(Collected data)
PR #697, opened 2024-06-21
Sneaky

Samueru-sama:


Samueru-sama:
Btw @ivan-hc I made this script that builds and installs `fuse 2.9.9` in `/usr/local`: 

```
#!/bin/sh

# AM INSTALL SCRIPT VERSION 3. 
set -u
APP=libfuse2
SITE="https://github.com/libfuse/libfuse/releases/download/fuse-2.9.9/fuse-2.9.9.tar.gz"

echo "This script is meant for distros that don't allow fuse2 and fuse3 to be installed together, like debian and forks"

sleep 1

if ! command -v autoconf 1>/dev/null; then
	echo "You need autoconf to be installed for this script to work"
	echo "We will try to install it"
	sudo apt install autoconf
fi

# CREATE DIRECTORIES AND ADD REMOVER
[ -n "$APP" ] && mkdir -p "/opt/$APP" && cd "/opt/$APP" && wget $SITE || exit 1
tar fx ./*tar.* && rm -f ./*tar.* && cd fuse-2* && ./configure --disable-example --enable-lib && sudo make install && cd .. || exit 1
echo "2.9.9" > ./version

cat >> ./remove << 'EOF'
#!/bin/sh
APP=libfuse2
cd /opt/libfuse2/fuse-2* && sudo make uninstall && rm -rf /opt/libfuse2
EOF
chmod a+x ./remove
```

What do think about this replacing the debian package?

ivan-hc:
How many dependences other than "make" are needed for this?

Samueru-sama:
> How many dependences other than "make" are needed for this?

I think that is the only one, iirc autoconf should pull make when you install it. 

make, autoconf, etc are very basic dependencies that often come installed by default.

ivan-hc:
> autoconf

I see 
Istantanea_2024-06-22_01-13-24 png

Samueru-sama:
> autoconf

now install autoconf and try again.

ivan-hc:
Exists a way to debloat Fedora? To update using DNF is a pain, expecially in virtual machine (I've 550 RPM packages to be updated).

Samueru-sama:
> Exists a way to debloat Fedora? To update using DNF is a pain, expecially in virtual machine (I've 550 RPM packages to be updated).

Does fedora not allow libfuse2 and libfuse3 to be installed together?

I really don't know the answer to your question, never had good experiences with fedora, last time I tried it was in 2018 or so.

ivan-hc:
I need a compiler too

Istantanea_2024-06-22_01-17-29 png

ivan-hc:
however, its enough to have only the library in /usr/local/lib, no other files, to made AppImages type2 work on any distro, regardless if you have fuse3 installed

ivan-hc:
this is why my script only extracts the .deb pachage from Debian

Samueru-sama:
> I need a compiler too
> 
> Istantanea_2024-06-22_01-17-29 png

```
if ! command -v autoconf 1>/dev/null || ! command -v gcc 1>/dev/null; then
	echo "You need autoconf and gcc installed to be installed for this script to work"
	exit 1
fi
```

ivan-hc:
@Samueru-sama at this point its better to download a precompiled ibrary, as we do with Appimages, don't you?

Samueru-sama:
> @Samueru-sama at this point its better to download a precompiled ibrary, as we do with Appimages, don't you?

Installing libraries on the system that may not have been compiled for is a bad idea.

I had an issue with cmake before that turned out to be caused by a library that I had in my home when I built polybar, this is why now polybar is an appimage instead. 

Also extracting them for a deb package doesn't look good.

ivan-hc:
but works

ivan-hc:
also, what GNU/Linux disto is as secure as Debian?

Samueru-sama:
> but works

Ivan you were recently telling me about having AM reviewed, don't you think it looks really bad if the reviewer were to noticed  that you are extracting libraries from a deb package? And more importantly, this can also be installed on a non debian distro, who knows what kind of broken behavior this can cause. 

fuse is also used by `ntfs-3g` and `mtpfs`, breaking those can cause a lot of trouble for the user.

> also, what GNU/Linux disto is as secure as Debian?

What?

ivan-hc:
consider that the two distributions that are politically enemies of AppImage adoption are Ubuntu and Fedora:
- Ubutnu is based on Debian, so a library from Debian is 100% compatible if installed so;
- Fedora, I've always used my script to install it, never faced issues and all AppImage are working well.

This is the exact thing we would do if we want to manually install a package from  a distro to another, with the only difference that all we need is one file (and a symlink to it), libfuse2

ivan-hc:
And this is the exact thing that many AUR packages will do on Arch Linux: to extract files form .deb packages. I've seen them.

ivan-hc:
With the differenca that the AUR packages will extract files from third-party .deb packages, while we use an official one, from Debian, the universal operating system.

Why an unofficial AUR package would be more legitimate in doing this and we not?

Samueru-sama:
Okay, hopefully I'm just too paranoid and this never ends up biting us. 

>Why an unofficial AUR package would be more legitimate in doing this and we not?

The AUR is know for being broken and arch and arch-based distros have big disclaimers that they don't officially support it.

I no longer use the aur.

ivan-hc:
> The AUR is know for being broken and arch and arch-based distros have big disclaimers that they don't officially support it.
> 
> I no longer use the aur.

and this is why I don't use Arch as my main distro but only in VM: Debian has much more programs in its official repositories than the ones listed in core, extra, community and multilib.

However, if the AUR exists is because there are many people that will use it.

That said, I doubt that an Ubuntu/Fedora user will not try to install `libfuse2`/`fuse-libs` from APT/DNF first and will try out our installation script... however this is just an help. An additional help. A workaround. Not the defaoult choice.

Samueru-sama:
What debian package do you need that is not available as an arch package? 

Arch bundles their packages, for example libreoffice is one big package instead of being several ones. Usually what is available in debian you also have it available in arch.

ivan-hc:
The only package that Arch Linux supports officially and that Debian hasn't that I need is Avidemux.

However, I'm glad I can build it from both Debian and Arch https://github.com/ivan-hc/Avidemux-unofficial-appimage

Samueru-sama:
`rofi-emoji` is also available in arch as an official package but not in debian.

ivan-hc:
I don't know how much is mainstream "rofi-emoji", I still use
```
:) xD \m/ METAL \m/ <3 U_U u.u O_o
```
and so on for my emojy


PS: lol (cit.)

ivan-hc:
emojis will not made my videos shorter -_-

Samueru-sama:
Jokes aside `rofi-emoji` is an emoji selector that I call by typing `super+o` that's why you see me using emojis here: 

image

ivan-hc:
there are those who still open the browser looking for emojis to copy/paste (me), but the problem is that there are still too many people who are convinced that you have to look for AppImages on random sites to get them... and that's it a real security problem. Would you trust Appimagehub.com? I do not.

ivan-hc:
in the meantime I've just found an issue
```
# Check if you are installing an app or a library
function _if_library() {
	echo -e "◆ $(echo '"'$arg'"' | tr a-z A-Z): starting installation script" &&
	if grep -q "/usr/local/lib" ./$arg; then
		echo -e '\n ⚠️ This script installs a system library in /usr/local/lib, cancel it if:\n'
		echo ' - it is already installed in the system;'
		echo -e ' - its already present in your repositories (so install it from there).\n'
		read -p " Do you wish to continue (N,y)?" yn
		case "$yn" in
		'y'|'Y')	;;
		'n'|'N'|*)	echo -e "\n INSTALLATION ABORTED!"; return 0;;
		esac	
	fi
}
```
how should I interrupt this process and skip to the next argument?

Module install.am (I've done the change to made N the default choice.

Samueru-sama:
Also is there a reason you made the library thing a separate function in AM instead of just being a regular package script? 

You can put the questions inside the script like I did the check for autoconf.

ivan-hc:
You know? I was thinking to implement your function in the install module as a separated funftion, so that it will be built into the module.

I'm going doing the refactoring in the meantime

Samueru-sama:
> You know? I was thinking to implement your function in the install module as a separated funftion, so that it will be built into the module.
> 
> I'm going doing the refactoring in the meantime

I think it is better for it to be a installation script and that is it. It doesn't need to be its own function in am.

I also don't see a point in having those libs functions in am, what you are doing to install the debian package can also be just a install script. 

Just my opinion, since installing libraries is not something that am was made to do (since we target portable applications and appimages).

ivan-hc:
Because libraries, to work globally, need to be in /usr/lib or /usr/local/lib, not in ~/.local/lib

This is why they are different.

Samueru-sama:
> ~/.local/lib

You can make it work in `~/.local/lib` by adding that location to `$LD_LIBRARY_PATH` similar to how `~/.local/bin` gets added to `$PATH`.

ivan-hc:
PS: just noticed that also this function in install.am keeps installing packages not needed

```
function _if_metapackage() {
	for metapackage in $METAPACKAGES; do
		if grep -q "$metapackage" ./"$arg" 2> /dev/null; then
			if test -d "$APPSPATH"/"$metapackage"/tmp; then
				$SUDOCOMMAND "$APPSPATH"/"$metapackage"/remove 2> /dev/null
			elif test -d "$APPSPATH"/"$metapackage"; then
				echo ' ◆ '"$(echo "\"$arg\"" | tr '[:lower:]' '[:upper:]')"' IS PART OF "'"$(echo "$metapackage" | tr '[:lower:]' '[:upper:]')"'", ALREADY INSTALLED'; break
			fi
		fi
	done
}
```

I've understand that all this is because I've converted everything in functions, so `return 0` does not work anymore

ivan-hc:
> > ~/.local/lib
> 
> You can make it work in `~/.local/lib` by adding that location to `$LD_LIBRARY_PATH` similar to how `~/.local/bin` gets added to `$PATH`.

the libfuse2 installation script ends with `sudo ldconfig` to made applications recognize the library once installed

ivan-hc:
to understand what I'm sayng, try to use this exact command
```
appman -i platform-tools adb
```
this should install only the first, while thye second installs the same first reference, so it should exit the function and go to the next argument.

Its not so.

ivan-hc:
platform-tools result installed twice

Samueru-sama:
Talking about bugs, guess what: 

image

IT CAME BACK 😭

ivan-hc:
it seems that "return 0" only works for its own function... so I've tested the module by implementing the four functions into the main one and all works now

ivan-hc:
try now

Samueru-sama:
> try now

Something weird happened that when I updated I had an explosion of notifications of `A new version of $APP`...  even though only one app actually updated.

ivan-hc:
Let continue talking at https://github.com/ivan-hc/AM/pull/700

## ASSIGNMENT:
For each line in the records that contains the word "done", make a copy.

## WRITTEN RESPONSE:
Module install.am (I've done the change to made N the default choice.
	done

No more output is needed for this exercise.